В доме никого не было, но зато была печка, а также запас угля, мешок старых сухарей и рыболовные снасти. Уже из последних сил Валттери и Альберт Валерьянович протопили печь. Русский и финский военврачи рухнули на пол и проспали почти весь следующий день. Правда, начиная примерно с девяти утра у Валттери через каждые два часа начинал жужжать будильник наручных морских часов. Он открывал глаза и в полусонном состоянии, чисто машинально, колол больному краснофлотцу лекарство.
Однако жар у красного капитана не прекращался, и в себя он не приходил.
Альберту Валерьяновичу, Валттери и Брониславу крупно повезло. День, когда они заселились в сезонный домик рыбаков, был последним погожим деньком на протяжении последующих двух недель.
Зарядил такой снегопад, что домишко утонул в снежной массе, из которой теперь торчала только труба, а из нее валил черный дым.
Шпильковский откопал снег у двери, отбил одну доску у заколоченного окна, чтобы не прекратился доступ воздуха в дом. Альберт Валерьянович следил за порядком, готовил еду, кормил Бронислава и Валттери. Воду добывал из снега…
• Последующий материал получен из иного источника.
Issue #741, opened 2017-06-16
Support `simple-obfs` for Streisand shadowsocks-libev service


cpu:
[One observation](https://github.com/jlund/streisand/issues/501#issuecomment-308970827) from the longer discussion in https://github.com/jlund/streisand/issues/501 is that using `simple-obfs` with the existing `shadowsocks-libev` service in Streisand can improve conditions for users relying on SS from a censored network:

Финский корабельный врач слабел на глазах, он почти уже не вставал, хрипел, страшно кашлял. Иногда он начинал забываться, впадать в бессознательное состояние. Альберт Валерьянович хотел было разделить альбуцид и колоть его и Брониславу, и Валттери, но военврач страшным голосом на чистой латыни сказал:
– Не переводи препарат. Мне этой дозы недостаточно… А Тойво должен пойти на поправку. Скоро нас обнаружат.
Военфельдшер лечил его тем, что было в доме – чаем, в который капал драгоценные капли спирта, оставшегося еще во фляге, взятой с подводной лодки. В таком заточении прошла неделя.
Дыхание Бронислава тем временем очистилось, температура стала меньше. Однажды среди ночи он начал стонать:
– Валерьянка, где ты! Валерьянка, иди сюда… Данила тронулся! Держи его! Хрен моржовый, салабон херовый, подвесить его за… – краснофлотец бредил.
– Тихо, – прошептал ему Шпильковский, – молчи…
Но было уже поздно. Валттери открыл глаза и слушал.
– Лингва россикус? – спросил финн. – Это он говорит по-русски?
– Да… Он знает русский и сейчас бредит на этом языке.
– А финский он знает?
Валттери подполз к Брониславу и по-фински закричал:
– Тойво, куулэтко минуа! Воит саноа! – и начал изо всех сил тормошить больного.
Тот только бессвязно замычал. Финский корабельный врач еще несколько раз повторил свою фразу:
– Тойво, ты меня слышишь? Можешь говорить? Тойво, куулэтко минуа! Воит саноа?
– Склитрындень ты двузадстворчатый, едрить тя в перехлест из поворота в перекос, и через гвоздями в забитый клюз туда и обратно и в печенку и в селезенку, семиголовый восьмихер с четырьмя пробоинами… – заревел Бронислав, широко раскрыв ничего не видящие глаза.